[Saved data entries]
*****
PR #6013, opened 2026-04-29
fix: resolve DEFAULT_LOCAL_SCOPE class variable at runtime in Element…

### LINKED ISSUE #6005: ElementFilter.DEFAULT_LOCAL_SCOPE has no effect on toggling default local scope.
### First Check

### Example Code

```python
from nicegui import ui, ElementFilter

ui.label('outside').mark('label')
with ui.row() as row:
    ui.label('inside row').mark('label')

ElementFilter.DEFAULT_LOCAL_SCOPE = True

with row:
    matches = list(ElementFilter(marker='label'))
    l = len(matches)
    print(len(matches)) # should be 1 since default local scope is True. but have 2

with row:
    matches = list(ElementFilter(marker='label', local_scope=True))
    l = len(matches)
    print(len(matches)) # local scope is set to True and got 1. this works.
```

### Description

Setting `ElementFilter.DEFAULT_LOCAL_SCOPE = True` is expected to change the default behavior of `ElementFilter(...)`, but it currently does not.

The reason is that` local_scope` in `ElementFilter.__init__ is` defined as `local_scope: bool = DEFAULT_LOCAL_SCOPE`. In Python, default argument values are evaluated once when the function is defined, so local_scope stays bound to the original value (False) even after `ElementFilter.DEFAULT_LOCAL_SCOPE` is changed later.

As a result, this documented toggle does not work at runtime.

A possible fix would be to resolve the default inside __init__ instead of in the function signature, for example:

```py
def __init__(..., local_scope: bool | None = None):
    if local_scope is None:
        local_scope = self.DEFAULT_LOCAL_SCOPE
```
This would make `ElementFilter.DEFAULT_LOCAL_SCOPE` behave as an actual runtime default.

### NiceGUI Version

2.22.0

### Python Version

3.12.13

### Browser

Chrome

### Operating System

Windows

### Additional Context

_No response_

DarkRiddle1212:
### Motivation

Fixes #6005

The bug: `ElementFilter.DEFAULT_LOCAL_SCOPE = True` has no effect because Python evaluates default argument values once when the function is defined, so `local_scope` stays bound to the original `False` value even after `DEFAULT_LOCAL_SCOPE` is changed.

This prevents users from changing the default behavior of `ElementFilter` at runtime, which is the documented and intended functionality.

### Implementation

Changed the local_scope parameter from `local_scope: bool = DEFAULT_LOCAL_SCOPE` to `local_scope: bool | None = None` in all method signatures (both `@overload` decorators and the actual `__init__` method).

Added runtime evaluation at the start of `__init__`:

```py
if local_scope is None:
    local_scope = self.DEFAULT_LOCAL_SCOPE
```

This ensures that `DEFAULT_LOCAL_SCOPE` is evaluated every time `ElementFilter` is instantiated, not just once at function definition time. This is the standard Python pattern for handling runtime-evaluated defaults.

The fix maintains full backward compatibility:

- Explicit `local_scope=True` or `local_scope=False` still works as before
- Default behavior (when no parameter is passed) now correctly respects the current value of `DEFAULT_LOCAL_SCOPE`

### Progress

- [x] Documentation is not necessary (existing docstring already describes this behavior).

### DIFF
--- a/nicegui/element_filter.py
+++ b/nicegui/element_filter.py
@@ -27,7 +27,7 @@ class ElementFilter(Generic[T]):
     def __init__(self: ElementFilter[Element], *,
                  marker: str | list[str] | None = None,
                  content: str | list[str] | None = None,
-                 local_scope: bool = DEFAULT_LOCAL_SCOPE,
+                 local_scope: bool | None = None,
                  only_visible: bool = False,
                  ) -> None:
         ...
@@ -37,7 +37,7 @@ class ElementFilter(Generic[T]):
                  kind: type[T],
                  marker: str | list[str] | None = None,
                  content: str | list[str] | None = None,
-                 local_scope: bool = DEFAULT_LOCAL_SCOPE,
+                 local_scope: bool | None = None,
                  only_visible: bool = False,
                  ) -> None:
         ...
@@ -46,7 +46,7 @@ class ElementFilter(Generic[T]):
                  kind: type[T] | None = None,
                  marker: str | list[str] | None = None,
                  content: str | list[str] | None = None,
-                 local_scope: bool = DEFAULT_LOCAL_SCOPE,
+                 local_scope: bool | None = None,
                  only_visible: bool = False,
                  ) -> None:
         """ElementFilter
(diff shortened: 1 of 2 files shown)


falkoschindler:
Thanks for the pull request, @DarkRiddle1212!
Can you, please, check why the pre-commit hook and pylint fail? And it would help if you could preserve the formatting of the PR template for the PR's description (headings, checklist, code formatting). Thanks!

DarkRiddle1212:
@falkoschindler Fixed! Pre-commit hooks should pass now and PR description is formatted. Please check when you get a chance.

falkoschindler (approved):
Thanks again, @DarkRiddle1212!

I took the liberty of tightening the tests a bit on top of yours: collapsed the three cases into one parametrized test using `monkeypatch.setattr` instead of manual try/finally, and shortened the labels for readability. Behavior coverage is unchanged.

Let's merge! 🚀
*****
WHAT IS EXPECTED →
Copy out each line above, character for character.

RESULT OF THIS TASK →
PR #6013, opened 2026-04-29
fix: resolve DEFAULT_LOCAL_SCOPE class variable at runtime in Element…

### LINKED ISSUE #6005: ElementFilter.DEFAULT_LOCAL_SCOPE has no effect on toggling default local scope.
### First Check

### Example Code

```python
from nicegui import ui, ElementFilter

ui.label('outside').mark('label')
with ui.row() as row:
    ui.label('inside row').mark('label')

ElementFilter.DEFAULT_LOCAL_SCOPE = True

with row:
    matches = list(ElementFilter(marker='label'))
    l = len(matches)
    print(len(matches)) # should be 1 since default local scope is True. but have 2

with row:
    matches = list(ElementFilter(marker='label', local_scope=True))
    l = len(matches)
    print(len(matches)) # local scope is set to True and got 1. this works.
```

### Description

Setting `ElementFilter.DEFAULT_LOCAL_SCOPE = True` is expected to change the default behavior of `ElementFilter(...)`, but it currently does not.

The reason is that` local_scope` in `ElementFilter.__init__ is` defined as `local_scope: bool = DEFAULT_LOCAL_SCOPE`. In Python, default argument values are evaluated once when the function is defined, so local_scope stays bound to the original value (False) even after `ElementFilter.DEFAULT_LOCAL_SCOPE` is changed later.

As a result, this documented toggle does not work at runtime.

A possible fix would be to resolve the default inside __init__ instead of in the function signature, for example:

```py
def __init__(..., local_scope: bool | None = None):
    if local_scope is None:
        local_scope = self.DEFAULT_LOCAL_SCOPE
```
This would make `ElementFilter.DEFAULT_LOCAL_SCOPE` behave as an actual runtime default.

### NiceGUI Version

2.22.0

### Python Version

3.12.13

### Browser

Chrome

### Operating System

Windows

### Additional Context

_No response_

DarkRiddle1212:
### Motivation

Fixes #6005

The bug: `ElementFilter.DEFAULT_LOCAL_SCOPE = True` has no effect because Python evaluates default argument values once when the function is defined, so `local_scope` stays bound to the original `False` value even after `DEFAULT_LOCAL_SCOPE` is changed.

This prevents users from changing the default behavior of `ElementFilter` at runtime, which is the documented and intended functionality.

### Implementation

Changed the local_scope parameter from `local_scope: bool = DEFAULT_LOCAL_SCOPE` to `local_scope: bool | None = None` in all method signatures (both `@overload` decorators and the actual `__init__` method).

Added runtime evaluation at the start of `__init__`:

```py
if local_scope is None:
    local_scope = self.DEFAULT_LOCAL_SCOPE
```

This ensures that `DEFAULT_LOCAL_SCOPE` is evaluated every time `ElementFilter` is instantiated, not just once at function definition time. This is the standard Python pattern for handling runtime-evaluated defaults.

The fix maintains full backward compatibility:

- Explicit `local_scope=True` or `local_scope=False` still works as before
- Default behavior (when no parameter is passed) now correctly respects the current value of `DEFAULT_LOCAL_SCOPE`

### Progress

- [x] Documentation is not necessary (existing docstring already describes this behavior).

### DIFF
--- a/nicegui/element_filter.py
+++ b/nicegui/element_filter.py
@@ -27,7 +27,7 @@ class ElementFilter(Generic[T]):
     def __init__(self: ElementFilter[Element], *,
                  marker: str | list[str] | None = None,
                  content: str | list[str] | None = None,
-                 local_scope: bool = DEFAULT_LOCAL_SCOPE,
+                 local_scope: bool | None = None,
                  only_visible: bool = False,
                  ) -> None:
         ...
@@ -37,7 +37,7 @@ class ElementFilter(Generic[T]):
                  kind: type[T],
                  marker: str | list[str] | None = None,
                  content: str | list[str] | None = None,
-                 local_scope: bool = DEFAULT_LOCAL_SCOPE,
+                 local_scope: bool | None = None,
                  only_visible: bool = False,
                  ) -> None:
         ...
@@ -46,7 +46,7 @@ class ElementFilter(Generic[T]):
                  kind: type[T] | None = None,
                  marker: str | list[str] | None = None,
                  content: str | list[str] | None = None,
-                 local_scope: bool = DEFAULT_LOCAL_SCOPE,
+                 local_scope: bool | None = None,
                  only_visible: bool = False,
                  ) -> None:
         """ElementFilter
(diff shortened: 1 of 2 files shown)


falkoschindler:
Thanks for the pull request, @DarkRiddle1212!
Can you, please, check why the pre-commit hook and pylint fail? And it would help if you could preserve the formatting of the PR template for the PR's description (headings, checklist, code formatting). Thanks!

DarkRiddle1212:
@falkoschindler Fixed! Pre-commit hooks should pass now and PR description is formatted. Please check when you get a chance.

falkoschindler (approved):
Thanks again, @DarkRiddle1212!

I took the liberty of tightening the tests a bit on top of yours: collapsed the three cases into one parametrized test using `monkeypatch.setattr` instead of manual try/finally, and shortened the labels for readability. Behavior coverage is unchanged.

Let's merge! 🚀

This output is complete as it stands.